U.S. Attorney Ismail Ramsey said Foakes and Ranieri followed a malicious code that permitted and encouraged beating, maiming and killing.
The trial is the second following the Oct. 10, 2017, federal grand jury indictment against the Sonoma County-based Hells Angels charter north of San Francisco.
The indictment charged 11 members and associates with murder, conspiracy to commit murder, narcotics distribution, assault, robbery, extortion, illegal firearms possession, obstruction of justice, and witness intimidation, officials said.
With Friday’s verdict, officials said nine of 11 defendants have been convicted. One died. The defendants include five former presidents of three Hells Angels charters — Sonoma County, Fresno, and Salem, Mass., authorities said.
The first trial in 2022 centered on the July 15, 2014, murder of former member Joel “Doughboy” Silva. Jonathan “Jon Jon” Nelson, 46; Brian Wayne Wendt, 45; and Russell “Rusty” Taylor Ott, 69, were convicted. Their attorneys attacked the government’s case as “a flimsy hodgepodge of unreliable witnesses coupled with inconsequential FBI testimony designed to smear the Hells Angels and make mountains out of molehills,” the Mercury News reported in 2022.
In the second trial, Ranieri, the president of a Hells Angels charter in Salem, was convicted for his role in planning Silva’s murder with Wendt and Nelson, officials said.
Silva was killed for disrespecting the men after he threatened a member of the club’s Salem charter who was close to Ranieri, authorities said.
“The three agreed that Silva had to be killed,” officials said.
On July 15, 2014, Silva was lured to the Fresno Hells Angels clubhouse, where Wendt shot him in the back of the head, officials said. The following morning, Silva’s body was burned at a crematory, his truck set on fire.
A party was held to celebrate Silva’s killing, authorities said.
Rainieri’s lawyer did not immediately respond to an email seeking comment from Law&Crime. The Mercury News reported that Rainieri’s attorney argued that a former Hells Angel who testified for the prosecution about Silva’s murder is a habitual liar who admitted to seeking movie and magazine deals to tell his story as a biker gang member.

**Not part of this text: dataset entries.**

PR #1504, opened 2017-09-07
Use user id returned by server instead of entered username

tobiasKaminsky:
Scenario:
- Server <NC12 (or no weblogin flow)
- user enters email-adress as username and password (or others, like ldap propertiers)
- user id returned by server is now used, instead of username login field value


mario:
Have you tested favorites, login, search on regular and LDAP logins?

Because Afaik (at least how I figured it out) is that entered username is
for login, but ID is for all other APIs. Hopefully :)

tobiasKaminsky:
My only ldap server ist NC12, so this uses weblogin flow.
But I tested it on NC11 via email and there favorite is working, search is not available on NC11.

AndyScherzinger:
👍 I only tested it with my only instance Nc12 no LDAP: login, seach, favs, photos, etc. worked fine for me

mario:
This should have nothing to do with NC12 at all though :P

AndyScherzinger:
I know, just provided the feedback I can give due to the limitations of my server setup :)

AndyScherzinger:
@tobiasKaminsky @mario so is this then ready to merge or does it need further changes? Just asking since it is the last remaining open PR for RC6.

mario:
I am testing atm

mario:
👎 
This will not fix anything. Let me try to create a solution.

mario:
@tobiasKaminsky can we delete this?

Foakes was convicted of assault with a firearm in aid of racketeering in the beating of a former club member who was being kicked out of the gang because he had an affair with Foakes’ then common-law wife.
“During the expulsion, among other acts of violence, Foakes beat the victim with a baseball bat, forcibly tattooed the victim’s forehead, and induced Nelson to pistol-whip the victim in the face,” officials said.

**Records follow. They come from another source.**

PR #1505, opened 2017-09-07
Fix for authentication/favorite/etc

mario:
Keep in mind this means people who installed the beta will have to remove/re-add account, but this also fixes theming for 9/10/11.

Will also be tested further once I get access.


AndyScherzinger:
> Keep in mind this means people who installed the beta

Why? Is this a breaking change for beta users or for any upgrade as in 1.4.3 users too? Is there a why to migrate the accounts? Re-Adding is tricky since we then need to tell beta users (which we can't except we do a custom pop-up...)

mario:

Foakes was also convicted of witness intimidation for sexually assaulting the victim’s wife as the victim was being beaten at the clubhouse and told her not to report it to the authorities.
Albert Boro, Foakes’ lawyer, also did not immediately respond to a request for comment from Law&Crime. He said the government had failed to implicate his client in the beating or sexual assault of the victim’s wife, the Mercury News reported.

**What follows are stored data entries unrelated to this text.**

Issue #1277, opened 2017-08-07
AutoUpload: not below certain battery percentage


tobiasKaminsky:
Idea via email:
Do not use automatic loading at battery level of 30% (10%, 20%, 30% ...)

tobiasKaminsky:
My opinion is that auto upload should obey the power saving settings, e.g. 15% or 5% if the user set this in the android settings, otherwise auto upload should always work.

-> no new setting in our app needed, stay consistent with regular system

mario:
We can simply disable detection jobs & don't do any uploads when in power saver mode.

mario:
(This is possible for 5+ at least)

mario:
This is quite easy, so 1.5.1.

sosed213:
I recently returned from a trip and photographed a lot on a smartphone. Such a setup would very much help me out.

tobiasKaminsky:
My idea was not to disable detection, because then we will miss uploads and this should never happen.
The intention is only to disable upload as this might be very battery consumpting if e.g. ~2gb are uploaded.

mario:
No we would not miss uploads? They would appear once you are not in power
save mode.

tobiasKaminsky:
Ah, right yes. I confused something :-/
Then: if "battery saver" is enabled (done via android preferences)
- disable upload (show some message per each job in uplad view, maybe "upload disabled due to battery saver")
- disable detection job

mario:
Two jobs actually. But yes.

mario:
@sosed213 not yet. We're still working on 1.5.0 :)

sosed213:
I currently have version 1.4.3

mario:
Feature rather than bugfix, so 2.1.0?

stalker314314:
I'll have a stab a this

AndyScherzinger:
Sounds great, looking forward to it :)
If you have any questions don't hesitate!

@mario is the job scheduling expert around but @tobiasKaminsky and I will also support you in any way possible :+1:

AndyScherzinger:
PR for Android 5+ using the power save mode detection #1527

AndyScherzinger:
implemented via #1527 (battery saver mode)

PR #1527, opened 2017-09-10
Delaying upload if device is in power save mode

stalker314314:
This change adds handling for uploads from device when it is operating in power save mode and is part of the fix for #1277. In those case, uploads are behaving similar as if upload requires Wi-Fi (or that device needs to be charging) and those conditions are not met - they are delayed until device exits power save mode. Same thing holds true for contacts backup and explicit uploads - they are not delayed. Difference with Wi-Fi (and charging) conditions is in that 1) this delay cannot be set per synced folder and 2) it is turned on by default. For devices that don't have this capability (API level < 21) - old behavior (backward-compatible) is used; they behave as this check is not present.

Also added is listener for power save mode, albeit it makes sense only if user explicitly turns off power save mode while it is in it, as putting device to be charged will restart all jobs already by design (another listener that already exists).

### DIFF
--- a/src/main/java/com/owncloud/android/jobs/FilesSyncJob.java
+++ b/src/main/java/com/owncloud/android/jobs/FilesSyncJob.java
@@ -47,6 +47,7 @@ import com.owncloud.android.ui.activity.Preferences;
 import com.owncloud.android.utils.FileStorageUtils;
 import com.owncloud.android.utils.FilesSyncHelper;
 import com.owncloud.android.utils.MimeTypeUtil;
+import com.owncloud.android.utils.UploadUtils;
 
 import java.io.File;
 import java.io.IOException;
@@ -66,6 +67,7 @@ public class FilesSyncJob extends Job {
     public static final String TAG = "FilesSyncJob";
 
     public static final String SKIP_CUSTOM = "skipCustom";
+    public static final String OVERRIDE_POWER_SAVING = "overridePowerSaving";
 
     @NonNull
     @Override
@@ -81,6 +83,12 @@ public class FilesSyncJob extends Job {
 
         PersistableBundleCompat bundle = params.getExtras();
         final boolean skipCustom = bundle.getBoolean(SKIP_CUSTOM, false);
+        final boolean overridePowerSaving = bundle.getBoolean(OVERRIDE_POWER_SAVING, false);
+
+        // If we are in power save mode, better to postpone upload
+        if (UploadUtils.isPowerSaveMode(context) && !overridePowerSaving) {
+            return Result.SUCCESS;
+        }
 
         Resources resources = MainApp.getAppContext().getResources();
         boolean lightVersion = resources.getBoolean(R.bool.syncedFolder_light);
--- a/src/main/java/com/owncloud/android/operations/UploadFileOperation.java
+++ b/src/main/java/com/owncloud/android/operations/UploadFileOperation.java
@@ -48,6 +48,7 @@ import com.owncloud.android.operations.common.SyncOperation;
 import com.owncloud.android.utils.FileStorageUtils;
 import com.owncloud.android.utils.MimeType;
 import com.owncloud.android.utils.MimeTypeUtil;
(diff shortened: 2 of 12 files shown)


mario:
In general nice, but you don't need an additional variable to see if you need to ignore Power Saving or not. Basically if created_by is UploadFileOperation.CREATED_BY_USER then IGNORE, otherwise don't upload during power saving.

stalker314314:
So, if I understand you correctly @mario, you are saying there is no need to pass "KEY_IGNORE_POWER_SAVE_MODE" in intent at all - everything can be deduced from "created_by"? Seems plausible. Seems not explicit enough for my taste, but I am OK with it. Also, if we ever want to move this as synced folder setting, it will mean digging this path again. If there is no reply, I will assume deducing from "created_by" - it will make this PR a lot slimmer:)

mario:
This is indeed correct :)

I don't believe we want more settings for Synced folders, and in 99,99% you don't want automatic uploads to happen if you're thin on battery. I'm fine with that :)

mario:
File UploadFileOperation.java and getCreatedBy() is where the magic is :D

mario:
This is beyond awesome! Thank you very much! :)

👍

mario:
@AndyScherzinger can you approve?

src/main/java/com/owncloud/android/jobs/FilesSyncJob.java
```diff
@@ -81,6 +83,13 @@ protected Result onRunJob(Params params) {
 
         PersistableBundleCompat bundle = params.getExtras();
         final boolean skipCustom = bundle.getBoolean(SKIP_CUSTOM, false);
+        final boolean overridePowerSaving = bundle.getBoolean(OVERRIDE_POWER_SAVING, false);
+
+        // If we are in power save mode, better to postpone upload
+        if (UploadUtils.isPowerSaveMode(context) && !overridePowerSaving)
+        {
```
mario: Please put this in line above, like:
) {

src/main/java/com/owncloud/android/operations/UploadFileOperation.java
```diff
@@ -347,6 +353,13 @@ protected RemoteOperationResult run(OwnCloudClient client) {
                 return new RemoteOperationResult(ResultCode.DELAYED_FOR_CHARGING);
             }
 
+            // Check that device is not in power save mode
+            if (!mIgnoringPowerSaveMode && UploadUtils.isPowerSaveMode(mContext))
+            {
```
mario: Also, put { in previous line.

mario:
@stalker314314 if you know how to rebase against master, I'd appreciate it! :) Otherwise awesome!

AndyScherzinger:
@mario @stalker314314 I'll be doing a rebase now (@stalker314314 being away) to reduce it to the actual changes of the PR itself.

AndyScherzinger:
@mario @stalker314314 @tobiasKaminsky I assigned it to release 2.1 since we shouldn't integrate more features into 2.0 but get that one done so we can go straight for the next release/rc/bugfix/etc. 🚀 
As also mentioned/discussed on IRC.

Will test drive it probably this or next week 🚗

AndyScherzinger:
@stalker314314 just in case you are not used to rebase (especially since I did it on your repo) you will likely have to clone/checkout your branch again since I rewrote your commit history... I'd be fine to take care of the rebasing for you in case you can't. Just let me now, from my understanding except code review and test this PR is code complete 😃

mario:
Needs just one more approval ;)

AndyScherzinger:
I know but I am sure @tobiasKaminsky would like to test drive it first 😉

AndyScherzinger:
Had to do another rebase and am willing to keep it up to date with the app's master. Hope that is fine with you @stalker314314, please let me know if not. Just trying to be of help :)

AndyScherzinger:
👍 tested successfully!

Great job @stalker314314 ! 🚀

He said the beating wasn’t a federal crime and questioned if his client was “Mr. Hells Angel,” why he would need to assault someone to maintain or improve his rank in the club, which is a required element for a RICO conviction, the newspaper reported.
The Mercury News quoted Erik Babcock, Burke’s lawyer, saying the alleged witness intimidation was “completely uncorroborated.”